# Winter Tire Storage



## vtpeter (Feb 14, 2004)

I'm from Vermont and have always dreaded changing my snow tire. I recently came across these bags called Tire Totes, they are used to carry and store snow tires. I bought a couple and used them this winter for the first time. It was great. The traditional plastic bags work but tend to tear and are hard to carry. These made it easy to carry two tires at a time without getting dirty or the interior of my car dirty. Also they look better in my garage than a stack of dirty tires. Two Thumbs up. The company is http://www.tiretote.com.


----------



## Joshua (Feb 14, 2004)

Greg, where are you on this.


----------



## vtpeter (Feb 14, 2004)

Quote from Joshua:
"Greg, where are you on this. Your forum is starting to attract losers like this jerk"

Reply:
Joshua, spoken like a true flatlander. I'm not sure why I'm a "loser or jerk" for passing on information. I thought that this was a place to talk about new ideas, products and most importantly skiing. Go back to boston and leave skiing up to the big boys!


----------



## pepsi (Feb 14, 2004)

Peter, Perhaps some think it rude to register, post what at least has the appearance of a spam ad, and then never return to the site. 

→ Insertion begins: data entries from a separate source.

PR #35475, opened 2026-04-16
Prevent agent.host.ip from being silently dropped when agent IP is empty

### LINKED ISSUE #35251: Missing fields from inventory harvester indexed documents
## Description

The `agent.host.ip` field is not appearing in inventory documents indexed by the inventory harvester (packages, processes, ports, etc.), despite being defined in the index templates and documented as available.

The inventory harvester element builders correctly populate `agent.host.ip` when the agent IP is not "any", but the JSON serialization logic omits the host object when other Host struct fields remain empty (architecture, hostname, os).

## Tasks

- Investigate JSON serialization logic in reflectiveJson to understand why host object is omitted when only ip field is populated.
- Fix the serialization to include agent.host object when `agent.host.ip` has a value (even if other host fields are empty).
- Update all affected inventory element test cases to include `agent.host.ip` in expected results.
- Verify fix works for all inventory types (packages, processes, ports, services, etc.).
- Run existing QA tests to ensure no regressions.
- Add integration test that validates `agent.host.ip` appears in indexed documents.

## DoD

- `agent.host.ip` field appears in all inventory documents when agent IP is available (not "any").
- All existing unit and integration tests pass.
- Updated test data includes `agent.host.ip` in expected results.
- New integration test validates field presence in indexed documents.
- Fix verified for all affected inventory types (packages, processes, ports, browser extensions, groups, hotfixes, interfaces, protocols, services, users).
- Manual validation shows field appearing in Wazuh dashboard IT Hygiene views.

Related IDR: https://github.com/wazuh/external-devel-requests/issues/6690

jotacarma90:
## Summary

Two-layer fix for the missing `agent.host.ip` field confirmed in wazuh/external-devel-requests#6690.

### Layer 1 — `remoted/secure.c` (root cause)

When `HandleSecureMessage` forwards a syscollector/syscheck event to the router, it reads the agent IP from the keystore's registered IP (`keys.keyentries[agentid]->ip->ip`). For agents enrolled without a fixed address this value is the literal string `"any"`, which propagates through the FlatBuffer pipeline until inventory harvester's element builders discard it — leaving `agent.host.ip` absent from every indexed document for that agent.

The actual sender IP is already extracted into `srcip` from `message->addr` earlier in the same function. The fix uses it as a fallback when the registered IP is `"any"`:

```c
os_strdup(keys.keyentries[agentid]->ip->ip, agent_ip);

/* If the agent registered with "any" IP, use the actual source IP of the message */
if (strcmp(agent_ip, "any") == 0 && srcip[0] != '\0') {
    os_free(agent_ip);
    os_strdup(srcip, agent_ip);
}
```

The `srcmsg` used for the internal wazuh-db queue is intentionally left unchanged to preserve legacy routing behaviour.

### Layer 2 — inventory harvester element builders (defensive)

All 16 element builders (13 system-inventory types + 3 FIM types) previously set `host.ip = ""` when `agentIp()` returned an empty string, which then caused `isEmpty(host) == true` and silently dropped the entire `host` object from the serialized JSON. Added `!agentIp.empty()` guard to make the intent explicit:

```cpp
// before
if (auto agentIp = data->agentIp(); agentIp.compare("any") != 0)

// after
if (auto agentIp = data->agentIp(); !agentIp.empty() && agentIp.compare("any") != 0)
```

### Layer 3 — regression tests (`reflectiveJson_test.cpp`)

Three unit tests verify that `isEmpty()` and `serializeToJSON()` correctly handle a reflectable struct where only a subset of fields is populated (the `Host`-with-only-`ip` pattern), so any future regression in the serialization path is caught immediately.

## Root cause chain

```
Agent enrolled with no fixed IP
  → client.keys stores "any"
  → secure.c reads "any" from keystore  ← fix here (Layer 1)
  → router/schemaAdapter appends "any" to FlatBuffer JSON
  → systemContext::agentIp() returns "any"
  → element builder skips host.ip assignment  ← hardened (Layer 2)
  → isEmpty(host) == true
  → "host" key omitted from serialized document
  → agent.host.ip missing in index
```

## Evidences
- Using a full environment with 4.14.5, register an agent with any IP:
```
001 ubuntu24-2 any 543c32612a96d2399d7592d21e976a8802a14a8f5106aaee9e78e6d05ca40066
```
- No ip in dashboard:
image

After updating manager with this branch changes:
- `/var/ossec/etc/client.keys`
```
004 ubuntu24-2 any f1a0195d6ce5b161b8394f1e30f61e04185bd1e9b11595a61a201a32b20566c6
```

image

## Test plan

- [x] Agent enrolled with `"any"` IP: after fix, `agent.host.ip` is populated with the real connection IP in indexed documents.
- [x] Agent enrolled with explicit IP: behaviour unchanged.
- [x] `IsEmptyReturnsFalseForPartiallyPopulatedNestedStruct` passes.
- [x] `IsEmptyReturnsTrueWhenAllFieldsAreEmpty` passes.
- [x] `PartiallyPopulatedNestedStructIsNotOmittedFromOutput` passes.
- [x] All existing `remoted`, `reflectiveJson`, and `systemInventoryUpsertElement` unit tests pass.

Closes #35251

### DIFF
--- a/src/remoted/secure.c
+++ b/src/remoted/secure.c
@@ -923,6 +923,12 @@ STATIC void HandleSecureMessage(const message_t *message, w_indexed_queue_t * co
 
     key_unlock();
 
+    /* Agents registered without a fixed address use "any"; fall back to the real connection IP. */
+    if (strcmp(agent_ip, "any") == 0 && srcip[0] != '\0') {
+        os_free(agent_ip);
+        os_strdup(srcip, agent_ip);
+    }
+
     if (sock_idle >= 0) {
         _close_sock(&keys, sock_idle);
     }
--- a/src/remoted/secure.c
+++ b/src/remoted/secure.c
@@ -921,6 +921,13 @@ STATIC void HandleSecureMessage(const message_t *message, w_indexed_queue_t * co
     os_strdup(keys.keyentries[agentid]->name, agent_name);
     os_strdup(keys.keyentries[agentid]->ip->ip, agent_ip);
 
+    /* If the agent registered with "any" IP, use the actual source IP of the message
+     * so that downstream consumers (e.g. inventory harvester) can populate agent.host.ip */
+    if (strcmp(agent_ip, "any") == 0 && srcip[0] != '\0') {
+        os_free(agent_ip);
+        os_strdup(srcip, agent_ip);
+    }
+
     key_unlock();
 
     if (sock_idle >= 0) {
--- a/src/shared_modules/utils/tests/reflectiveJson_test.cpp
+++ b/src/shared_modules/utils/tests/reflectiveJson_test.cpp
@@ -390,4 +390,65 @@ TEST_F(ReflectiveJsonTest, NumericBufferZeroing)
     EXPECT_EQ(json.front(), '{');
     EXPECT_EQ(json.back(), '}');
 }
+
+TEST_F(ReflectiveJsonTest, IsEmptyReturnsFalseForPartiallyPopulatedNestedStruct)
+{
+    struct NestedData
+    {
+        std::string_view stringField;
+        int64_t intField;
+
+        REFLECTABLE(MAKE_FIELD("stringField", &NestedData::stringField),
+                    MAKE_FIELD("intField", &NestedData::intField));
+    };
+
+    NestedData obj;
+    obj.stringField = "someValue";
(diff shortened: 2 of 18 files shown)


Antoniogm03 (dismissed):
LGTM!

Antoniogm03 (approved):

Maybe this is not you maybe it is but I for one would hate for these things to cause Greg to change the rules of the board and stop legitimate links.

Any decent tire store has tire bags for the asking, especially if they change the tires for you.

This is only my opinion and I could be wrong. (except the part about the bags)


----------



## vtpeter (Feb 14, 2004)

Pepsi, Thank you for your note. My intention wasn't to upset people. I was simply trying to pass on information about something that I found useful, to a group of people that may also find it useful.

Its true the plastic bags work, but they were always hard to carry and looked like crap in my garage. These are a nylon, similar to a ski bag.


----------



## oldhippie (Feb 14, 2004)

*Tire bags.*

So VTpeter, you got no association with this tire bag company whatsoever?  

It's pretty unusual to have a ski enthusiasts join a group like this and make a post regarding something as mundane as tire bags before they even join into a thread about skiing. I'm guessing that's why Joshua was so mistaken and took your posts as spam. Personally, I find the combination of front wheel drive and good all weather tires to be more than adequate for my needs, but I'm lucky enough to have a job that doesn't require me to be on the road in real nasty weather.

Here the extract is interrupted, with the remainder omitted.